Через некоторое время меня вызвала начальница лазарета Дубинская (лазарет находился на территории второго лагпункта). Разговор был коротким. Я уже заученно подтвердил, что учился на третьем курсе мединститута. «Умеете ли делать внутривенные вливания?» — «Нет, но научусь». — «Знаете ли рецепты?» — «Нет, но научусь. Я выписал книги из дома». — «Здесь не место для учения, здесь лагерь. Я могу взять вас только санитаром». Ну, что ж, подумал я, это много лучше общих работ. На том и расстались. Это был конец мая. С этим же периодом совпал вызов к майору госбезопасности Орлову. Он явно знакомился со мной, задавая кучу стандартных вопросов, и только под конец сказал, что меня нужно допросить о какой-то русской со странной фамилией Вилькиленок, которая якобы была в Кенигсберге, и которую по имеющимся сведениям я должен знать.

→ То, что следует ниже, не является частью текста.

PR #345, opened 2016-12-30
Parameter Fixed

cookgreen:
Fix the parameter type error for Game.Sound.Play function, because the new OpenRA has changed the parameter type to enum SoundType  not string

### DIFF
--- a/OpenRA.Mods.RA2/Activities/ChronoResourceTeleport.cs
+++ b/OpenRA.Mods.RA2/Activities/ChronoResourceTeleport.cs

Никакой Вилькиленок я не знал, и весь этот вызов показался мне странным именно тем, что со мной знакомились. Я вспомнил майора Бурмистрова из Краснопресненского райотдела МГБ и его «знакомство» со мной.

Первого июня я был переведен в бригаду, обслуживающую лазарет, и назначен санитаром в отделение гнойной хирургии. Для меня началась совершенно другая жизнь.

К моменту моего появления в лазарете Владимир Павлович Эфроимсон все еще работал там в лаборатории, где делал анализы для больных. Но коллеги (главным образом, заведующий Бубнов — тип провинциального, сладкого, но противного интеллигента с мордочкой, похожей на ежиную, и с ежиком седеющих волос на голове) съели Эфроимсона, увидав в нем конкурента. Сделали это просто, подсунув в анализ не ту мокроту, в которой он нашел Б К — бациллы Коха. Повторили еще раза два, и этого было достаточно, чтобы доктор наук попал на общие работы. Нрав у Дубинской был таков, что она не стала разбираться, кто прав, кто виноват. На общих работах Владимир Павлович, что называется, вкалывал. Правда, через некоторое время его сделали техником в бригаде строителей, но он продолжал вкалывать вместе с собригадниками. Это его вкалывание, мне сдавалось, имело глубокие корни. Похоже, что это была попытка доказать, что евреи — народ работящий и физически.